Export as 3DM (Rhino format) would probably solve these problems. Until – if ever – DS has this option, none of the advantages of Rhino can be used. These include Rhino’s relatively low cost, strong forum support, wide capability, large range of aftermarket products including CAM and high-end rendering, all of which result in Rhino’s huge popularity. That DS is locked out of this wider world by lack of inclusion of 3DM is a great pity, since DS has very powerful features – indeed it seems to be even better than Orca3D in many respects.
So how about it Marven – the need for 3DM export has come up time and again over recent years in various forums. Nothing has happened. Does this mean that DS development is unlikely to ever include Rhino support? If so, then I would like to know; because then I should drop DelftShip, buy Orca3D and move on. If models made in DS can’t be migrated, its really not worthwhile persisting with it. As I say, that would be a pity but unfortunately that’s the reality.
What I don’t understand though, is why this relatively simple enhancement – 3DM export – can’t be incorporated, no doubt to the profit of the DS developers: DS sales would surely increase quite dramatically. So what’s the problem? Is it technical? Animosity-related? No time? Or what?

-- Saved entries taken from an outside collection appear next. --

PR #66, opened 2021-11-02
chore: update widestring dependency to 0.5

vthib:
I've updated widestring to 0.5, it builds correctly and passes the tests.
It would be great if a new release with this update could be published, thanks in advance!

---
This change is [Reviewable](https://reviewable.io/reviews/mullvad/windows-service-rs/66)

### DIFF
--- a/Cargo.toml
+++ b/Cargo.toml
@@ -14,7 +14,7 @@ edition = "2018"
 default-target = "x86_64-pc-windows-msvc"
 
 [target.'cfg(windows)'.dependencies]
-bitflags = "1.2"
+bitflags = "1.3"
 err-derive = "0.3.0"
 winapi = { version = "0.3.9", features = ["dbt", "std", "winbase", "winerror", "winsvc"] }
-widestring = "0.4.0"
+widestring = "0.5.0"
--- a/Cargo.toml
+++ b/Cargo.toml
@@ -8,7 +8,7 @@ keywords = ["windows", "service", "daemon"]
 categories = ["api-bindings", "os::windows-apis"]
 repository = "https://github.com/mullvad/windows-service-rs"
 license = "MIT OR Apache-2.0"
-edition = "2018"
+edition = "2021"
 
 [package.metadata.docs.rs]
 default-target = "x86_64-pc-windows-msvc"
--- a/appveyor.yml
+++ b/appveyor.yml
@@ -30,7 +30,7 @@ environment:
       RUST_VERSION: nightly
     # Testing on oldest supported version of Rust
     - TARGET: x86_64-pc-windows-msvc
-      RUST_VERSION: 1.48.0
+      RUST_VERSION: 1.56.1
 
 install:
   - ps: >-
--- a/appveyor.yml
+++ b/appveyor.yml
@@ -30,7 +30,7 @@ environment:
       RUST_VERSION: nightly
     # Testing on oldest supported version of Rust
     - TARGET: x86_64-pc-windows-msvc
-      RUST_VERSION: 1.34.0
+      RUST_VERSION: 1.48.0
 
 install:
   - ps: >-
--- a/src/lib.rs
+++ b/src/lib.rs
@@ -181,49 +181,49 @@ pub type Result<T> = std::result::Result<T, Error>;
 #[derive(err_derive::Error, Debug)]
 #[error(no_from)]
 pub enum Error {
-    /// Invalid account name.
-    #[error(display = "Invalid account name")]
-    InvalidAccountName(#[error(source)] widestring::NulError<u16>),
+    /// Account name contains a nul byte.
+    #[error(display = "Account name contains a nul byte")]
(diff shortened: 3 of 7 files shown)


faern:
The CI does not pass. Because the MSRV has been increased in `widestring 0.5`. And also, we publicly export types from `widestring`. See the `Error` enum. This makes it a breaking change to upgrade the dependency to a non-semver compatible version.

We should probably not expose the `NulError` in this crate to begin with! It limits us in situations like this.

So we can't merge this PR as is. I think the action plan should be:

1. Redesign the error type in some way to not expose types from `widestring`. And find out if we expose `widestring` types somewhere else in this library.
2. Upgrade this crate to edition 2021. Because that's what's `widestring 0.6` is going to do anyway. Better stay up to date.
3. Release `windows-service 0.5` as a breaking change.

vthib:
Indeed, not exposing widestring on the public API would be beneficial.
I will try doing those changes when I have some time

vthib:
I've done the changes you suggested:
- Addition of a `NulError` that replaces the error from widestring we re-exported on the public API.
- Update of widestring
- Update to edition 2021

Let me know if that looks ok to you

vthib:
ping @faern :)

pronebird (approved):
That actually looks fine.

> Reviewed 8 of 8 files at r2, all commit messages.
> *[Reviewable](https://reviewable.io/reviews/mullvad/windows-service-rs/66#-:-N-hFSsO-_mgI1q_QpL-:bl82h07)* status: :shipit: complete! all files reviewed, all discussions resolved

faern (changes requested):
> Reviewed 3 of 8 files at r2, all commit messages.
> *[Reviewable](https://reviewable.io/reviews/mullvad/windows-service-rs/66)* status: all files reviewed, 2 unresolved discussions (waiting on @vthib)

___
*[src/error.rs, line 88 at r2](https://reviewable.io/reviews/mullvad/windows-service-rs/66#-N019hS92DFbzSSET6yb:-N019hS92DFbzSSET6yc:b2zx5jw) ([raw file](https://github.com/mullvad/windows-service-rs/blob/7b347d88c9721a188d5dff8f3759f097894fbd88/src/error.rs#L88)):*
> ```XML
> /// This error contains the position of the nul value, as well as the faulty string.
> #[derive(Debug, Clone, PartialEq, Eq)]
> pub struct NulError(usize, Option<Vec<u16>>);
> ```

This is fine for moving along with this PR and getting something out there. But when I said we should not expose third party errors, vendoring is not exactly what I had in mind. It would not be feasible to vendor every third party error and just do internal conversion. I don't think that scales in the long run. But it's fine here this time. Because I don't have a clear idea of how to solve it otherwise, and it's just a single type this time.

I think very few need to check the actual `NulError` source error of for example "Invalid display name" error. We could just remove the "source" from that error and make the message "Display name has null byte" and the same for all the others. I don't think that would remove needed functionality for anyone, but I don't know.
___
*[src/error.rs, line 111 at r2](https://reviewable.io/reviews/mullvad/windows-service-rs/66#-N01APeW6FDASeQsghYY:-N01APeW6FDASeQsghYZ:b-cw9ayc) ([raw file](https://github.com/mullvad/windows-service-rs/blob/7b347d88c9721a188d5dff8f3759f097894fbd88/src/error.rs#L111)):*
> ```XML
> impl std::error::Error for NulError {
>     fn description(&self) -> &str {
>         "nul value found"
> ```

`Error::description` is deprecated. Please don't implement it.
___
*[src/error.rs, line 115 at r2](https://reviewable.io/reviews/mullvad/windows-service-rs/66#-N01AamhAE_PZGdmdmiI:-N01AamhAE_PZGdmdmiJ:b-3j23xl) ([raw file](https://github.com/mullvad/windows-service-rs/blob/7b347d88c9721a188d5dff8f3759f097894fbd88/src/error.rs#L115)):*
> ```XML
> }
> 
> impl From<widestring::error::ContainsNul<u16>> for NulError {
> ```

This still makes `widestring` a part of the public API of this crate. Since `NulError` is public this `From` impl is also public. So anyone can call `windows_service::NulError::from(widestring_error)` and that code will break if we internally upgrade `widestring`.

If we need to convert their error into ours it has to be done with a private function.

faern (commented):
Please remove the vendored `NulError`. And adapt our own error variants to say what's actually wrong (contains null bytes, rather than just "invalid")

> *[Reviewable](https://reviewable.io/reviews/mullvad/windows-service-rs/66#-:-N186v8280kEDa9tzM-L:bpeqqjb)* status: all files reviewed, 2 unresolved discussions (waiting on @vthib)

faern (approved):
> Reviewed 5 of 8 files at r3, 3 of 3 files at r4, all commit messages.
> *[Reviewable](https://reviewable.io/reviews/mullvad/windows-service-rs/66)* status: :shipit: complete! all files reviewed, all discussions resolved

June 20, 2010 at 23:25 #34166
It’s a technical matter. Delftship uses a different type of surface than Rhino does, and this has advantages as well as disadvantages. One of the disadvantages is that the surface has to be converted to NURBS surfaces, the type of surface Rhino uses. Due to the fact that Delftship allows for triangular and other faces which are not supported by any NURBS modeler the converted model can have multiple surfaces. Once the delftship surface is converted it can be send to any NURBS modeler. Rather than implementing the 3DM format the choise was made to stick to IGES because it can be imported into multiple programs, rather than implementing and maintaining several file formats.
December 2, 2010 at 00:00 #34450
I just found out that i am crazy for using exported IGES surfaces from DS Pro and importing into Punch ViaCAD Professional.
However, I found that although the DXF 3D Mesh export from Delftship preserves the color and layer names information, the DS Pro export to IGES doesn’t seem to. Is it the flavor, or is IGES too limited?
What is NICE about the IGES surface is that i found i have numerous panels i can to manipulate in the surface such as coloration and layer on/off once the model is in ViaCAD Pro.
But, if i want colors and layer names retained, i have to use the DXF 3D Mesh. The problem with the DXF 3D Mesh is that i cannot thicken those meshes into solids. I have to reduce them to first to surfaces, which produces a bazillion little matrices which i then have to “join”, a tedious and time-consuming endeavour.
I imported the DXF 3D Polylines, the DXF 3D Mesh, and the IGES surfaces and tried to manipulate layers on and off to pick and apply colors, but it is too time-consuming.
So, Marven, is this something you are able to facilitate, or is it a limitation of IGES, or should i try other settings again?
December 2, 2010 at 00:30 #34454
December 3, 2010 at 21:14 #34456
Oops. (I meant to say “crazy about” (excited/ecstatic), not “crazy for” (stupid/nuts/silly), hehehehe.
I think I succedes before in simply changing the color in ViaCAD, but it certainly doesn’t seem to import colors that I assigned in Delftship. For example, my hull is broken down into some 16 compartments/zones, and I color-code each one to help me know where in the model I am. I’ll check with VC’s devs to ask.